Saved data entries:
▶
PR #143, opened 2016-02-15
add a tag attribute to CollectionJson

Reettaphant:
@janua @piuccio

### DIFF
--- a/facia-json/src/main/scala/com/gu/facia/client/models/Config.scala
+++ b/facia-json/src/main/scala/com/gu/facia/client/models/Config.scala
@@ -18,17 +18,19 @@ case object Special extends Metadata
◀
**DIRECTIONS FOR THIS TASK**
Type out the records above again, exactly the same.

**RESPONSE TO THE EXERCISE**
PR #143, opened 2016-02-15
add a tag attribute to CollectionJson

Reettaphant:
@janua @piuccio

### DIFF
--- a/facia-json/src/main/scala/com/gu/facia/client/models/Config.scala
+++ b/facia-json/src/main/scala/com/gu/facia/client/models/Config.scala
@@ -18,17 +18,19 @@ case object Special extends Metadata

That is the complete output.